Research

(Keyword Cloud)

We are interested in the broad area of bioinformatics, systems medicine, personalized medicine, and translational science. We develop independent research projects to study important biological problems. We also actively collaborate with investigators university-wide, nationally and internationally. Our current research topics are:

  • Next generation sequencing (NGS) data analysis
    Since 2009, our lab quickly moved to develop pipelines for NGS data analysis. We are the first one being able to analyze the whole genome sequencing data in Vanderbilt. We currently analyzed data generated by Illumina (RNA-Seq, WGS, Exomes), SOLiD, and 454 platforms and for diseases such as melanoma, sever types of lung cancer including drug resistance, schizophrenia, bipolar disorder, Pulmonary Arterial Hypertension (PAH), Idiopathic Pulmonary Fibrosis (IPF), breast cancer, and colorectal cancer, among many others. Current projects also include analysis of the RNA-Seq data in yeast and ChIP-Seq. Our collaborators are both within the Vanderbilt University Medical Center, Vanderbilt-Ingram Cancer Center, and outside (Yale University, MGH, Harvard, Georgetown University, University of Southern California, Virginia Commonwealth University, Chinese Academy of Sciences, etc.). We are also actively developing our NGS analysis pipelines, The NGS Catalog database, and other computational tools. A list of recent NGS publications or manuscripts can be accessed here.
  • Disease gene network/pathway analysis
    Molecular mechanisms of complex diseases are much more complicated than previous thought. Rather than the traditional approaches to studying single genes or locus, we investigate gene networks/pathways in complex diseases especially in psychiatric disorders and cancer.
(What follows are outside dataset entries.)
PR #317, opened 2021-04-27
Fix passing `force_inconsistency` option

dokshina:
Before this patch, the `force_inconsistency` flag wasn't passed correctly - 
it was passed as an argument but should be an option.

### DIFF
--- a/molecule/rolling_update/converge.yml
+++ b/molecule/rolling_update/converge.yml
@@ -117,9 +117,8 @@
   vars:
     cartridge_scenario:
       - force_leaders
-    vars:
-      cartridge_failover_promote_params:
-        force_inconsistency: false
+    cartridge_failover_promote_params:
+      force_inconsistency: false
 
 - name: 'Check new replicasets leaders'
   hosts: core-1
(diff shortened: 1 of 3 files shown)


molecule/rolling_update/converge.yml
```diff
@@ -117,6 +117,9 @@
   vars:
     cartridge_scenario:
       - force_leaders
+    vars:
+      cartridge_failover_promote_params:
+        force_inconsistency: false
```
hackallcode:
```suggestion
    cartridge_failover_promote_params:
      force_inconsistency: false
```

molecule/rolling_update/converge.yml
```diff
@@ -245,6 +248,7 @@
         core-1: core-1
         storage-1: storage-1-leader
         storage-2: storage-2-leader
+      force_inconsistency: false
```
hackallcode, line 250: What about to test force_inconsistency: true?

hackallcode (dismissed):
Add description and feel free to merge

hackallcode (approved):

hackallcode (approved):
Add description and feel free to merge

PR #318, opened 2021-04-28
Consider enabled roles on editing topology

### LINKED ISSUE #311: Do not change the topology if there are dependent roles
Now, if you specify a role in the replicaset `roles` option that is dependent on another role that is not specified in the replicaset `roles` option, then Ansible will make an unnecessary topology change.

For example, the TDG `connector` role depends on the `vshard-router` role. So, we have the `connector` role in our inventory, but the `admin_get_replicasets` function returns the `vshard-router` and `connector` roles. As result, Ansible will change topology, it's not good.

dokshina:
Before this patch passed `roles` were compared with `replicaset.roles`.
But `replicaset.roles` contain roles and their dependencies, so it can
be different from passed `roles`. This leads to unnecessary
`edit_topology` calls for all replicasets, which leads to different
issues on big clusters. Since this patch enabled roles for passed
`roles` and `replicaset.roles` are compared to understand if changes
are needed.

Closes #311

### DIFF
--- a/create-packages.sh
+++ b/create-packages.sh
@@ -41,6 +41,11 @@ awk '{gsub(/cartridge.cfg\({/, "&\n    vshard_groups = { hot = { bucket_count = 
     ${appname}/init.lua >${appname}/temp.lua
 mv ${appname}/temp.lua ${appname}/init.lua
 
+awk '{gsub(/-- dependencies/, "dependencies")}1' \
+    ${appname}/app/roles/custom.lua >${appname}/temp.lua
+mv ${appname}/temp.lua ${appname}/app/roles/custom.lua
+
+
 cartridge pack tgz --version ${version} ${pack_flags} ${appname}
 cartridge pack rpm --version ${version} ${pack_flags} ${appname}
 cartridge pack deb --version ${version} ${pack_flags} ${appname}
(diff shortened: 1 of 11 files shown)


create-packages.sh
```diff
@@ -41,6 +41,11 @@ awk '{gsub(/cartridge.cfg\({/, "&\n    vshard_groups = { hot = { bucket_count =
     ${appname}/init.lua >${appname}/temp.lua
 mv ${appname}/temp.lua ${appname}/init.lua
 
+awk '{gsub(/-- dependencies/, "dependencies")}1' \
```
hackallcode, line 44: Is it was in all versions of default app? What about to add dependencies, not uncomment?

library/cartridge_edit_topology.py
```diff
@@ -392,9 +428,11 @@ def edit_topology(params):
     control_console = helpers.get_control_console(console_sock)
 
     helpers.set_twophase_options_from_params(control_console, params)
+    set_enabled_roles(replicasets, control_console)
 
     cluster_instances = helpers.get_cluster_instances(control_console)
     cluster_replicasets = helpers.get_cluster_replicasets(control_console)
+    # roles_deps = get_roles_deps(control_console)
```
hackallcode: Remove

create-packages.sh
dokshina: Yes, it is.
I think that it's enough now - this code doesn't seem to be changed.

hackallcode (commented):
Fix conflicts and let's merge it!

hackallcode (dismissed):
LGTM!

hackallcode (approved):

PR #321, opened 2021-04-30
Remove duplicated molecule files

hackallcode:
Before the patch:
1. Molecule files were duplicated, which made it difficult to work with them.
2. Params of GutHub Actions pipelines was in uncomfortable order.

Now:
1. Most of the molecule files are in the common folder, and the tests use symbolic links to them.
2. Also, order of GutHub Actions matrix params changed.


molecule/common/molecule/1_vm_not_idempotence.yml
```diff
@@ -0,0 +1,63 @@
+---
```
dokshina: Maybe `*_no_idempotece`?

dokshina (commented):
Have you considered that some scenarios have `prepare` playbooks?

molecule/common/molecule/1_vm_not_idempotence.yml
hackallcode: What is better: `not idempotent` or `no idempotence`?

dokshina (dismissed):

dokshina (approved):

PR #322, opened 2021-04-30
Use assert for checking OS

dokshina:
Now `assert` module is used for the `ansible_os_family` check to make logs prettier.

### DIFF
--- a/tasks/prepare.yml
+++ b/tasks/prepare.yml
@@ -3,8 +3,8 @@
 - name: 'Check that OS family is supported'
   assert:
     msg: 'Deploy to {{ ansible_os_family }} distributions is not supported yet'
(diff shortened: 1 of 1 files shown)


hackallcode (dismissed):
Add description and feel free to merge!

tasks/prepare.yml
```diff
@@ -1,11 +1,11 @@
 ---
 
-- name: 'Validate OS Family'
-  fail:
+- name: 'Check that OS family is supported'
+  assert:
     msg: 'Deploy to {{ ansible_os_family }} distributions is not supported yet'
```
hackallcode:
```suggestion
    fail_msg: 'Deploy to {{ ansible_os_family }} distributions is not supported yet'
```

hackallcode (approved):

PR #337, opened 2021-05-28
Fix getting control instance

dokshina:
Fixed fail on getting control instance when there are not unjoined instances with
`replicaset_alias` set.

* If there are joined instances - one alive of them is choosen
* if there are instances in play hosts with `replicaset_alias` set - one alive of them chosen
* otherwise, any alive instance is chosen

### DIFF
--- a/CHANGELOG.md
+++ b/CHANGELOG.md
@@ -10,6 +10,11 @@ Please update `ansible-galaxy install` command in
 README.md to use the newest tag with new release
 -->
 
+### Fixed
+
+- Fail on getting control instance when there are not unjoined instances with
+  `replicaset_alias` set
+
 ### Added
 
 - `wait_members_alive` step to wait until all cluster members have `alive` status
--- a/CHANGELOG.md
+++ b/CHANGELOG.md
@@ -12,7 +12,7 @@ README.md to use the newest tag with new release
 
 ### Fixed
 
-- Fail on getting control instance when there are not unjoined instances with
+- Fail on getting control instance when all unjoined instances haven't
   `replicaset_alias` set
 
 ### Added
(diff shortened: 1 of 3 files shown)


CHANGELOG.md
```diff
@@ -10,6 +10,11 @@ Please update `ansible-galaxy install` command in
 README.md to use the newest tag with new release
 -->
 
+### Fixed
+
+- Fail on getting control instance when there are not unjoined instances with
+  `replicaset_alias` set
```
hackallcode:
```suggestion
- Fail on getting control instance when there are only unjoined instances without `replicaset_alias`
```

library/cartridge_get_control_instance.py
```diff
@@ -124,19 +125,37 @@ def get_control_instance_name(module_hostvars, play_hosts, control_console):
...
+            return None, "There is no alive joined instances in the cluster"
+    elif to_be_joined_instances:
+        # There are no joined instances, but some unjoined instances
+        # have replicaset_alias set.
+        # One of this instances that is alive should be used for join
+        # and cluster configuration.
+        candidates_uris = to_be_joined_instances.intersection(alive_instances_uris)
+
+        if not candidates_uris:
+            return None, "There is no alive instances that are configured to be joined"
```
hackallcode:
```suggestion
            return None, "There is no alive instances that are should be joined"
```

library/cartridge_get_control_instance.py
```diff
@@ -124,19 +125,37 @@ def get_control_instance_name(module_hostvars, play_hosts, control_console):
...
+        # One of this instances that is alive should be used for join
+        # and cluster configuration.
         candidates_uris = not_joined_instances_uris.intersection(alive_instances_uris)
 
-    if not candidates_uris:
-        return None, "There is no alive instances in the cluster"
+        if not candidates_uris:
+            return None, "There is no alive instances in the cluster"
+
+    assert candidates_uris
```
hackallcode: It's rudiment assert

hackallcode (dismissed):

hackallcode (approved):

This includes protein-protein interaction (PPI) networks, biological pathways, pathway crosstalk, and molecular network analysis by combing PPIs and pathways, and regulatory networks (e.g. microRNA and transcription factor mediated networks).
  • Translational Bioinformatics
    Integrative analyses of pharmacogenomics datasets and electronic medical records (EMRs), network pharmacology, application of systems biology approaches to identify biomarkers for drug response and side effects.
  • Cancer bioinformatics
    Noncoding RNA genes in cancer; gene fusion using Next-Gen sequencing technology; microarray gene expression profiling (GEP) in different cancer/tumors; GWAS analysis in cancer studies; methylation pattern in cancer cell lines or tumor tissues; and investigation of methylation status in tissue-specific genes.
  • Data integration and mining
    This involves data collection and curation, data management, integration, gene ranking, and gene feature analysis. We are specifically interested in integration of multi-dimensional data for specific disease. This includes (1) various types of genetic data such as linkage scan, gene expression, association studies, and genome-wide association studies (GWAS), (2) biological data such as Gene Ontology annotations, protein-protein interactions, and pathways, and (3) phenotypes/traits. We also develop computational tools and databases.
  • Bioinformatics in psychiatric genetics
    Study of gene structures of schizophrenia susceptibility genes (e.g. DTNBP1); design and establishment of a comprehensive bioinformatics system to efficiently manage various types of data; and development of computational tools for lab experimental support (e.g. selection of candidate genes or genetic markers).
  • Comparative and evolutionary genomics
    Investigation and comparison of patterns of single nucleotide polymorphisms (SNPs) among mammalian genomes and in their specific genomic regions; comparative genomic analysis of sequences especially CpG island sequences.
  • Human population genetics
    Patterns of genetic variation, genotype, and haplotype within and between subpopulations; and evolutionary history of human population.

∗ Students and post-doctoral fellows are always encouraged to develop their own projects in the broad area of bioinformatics.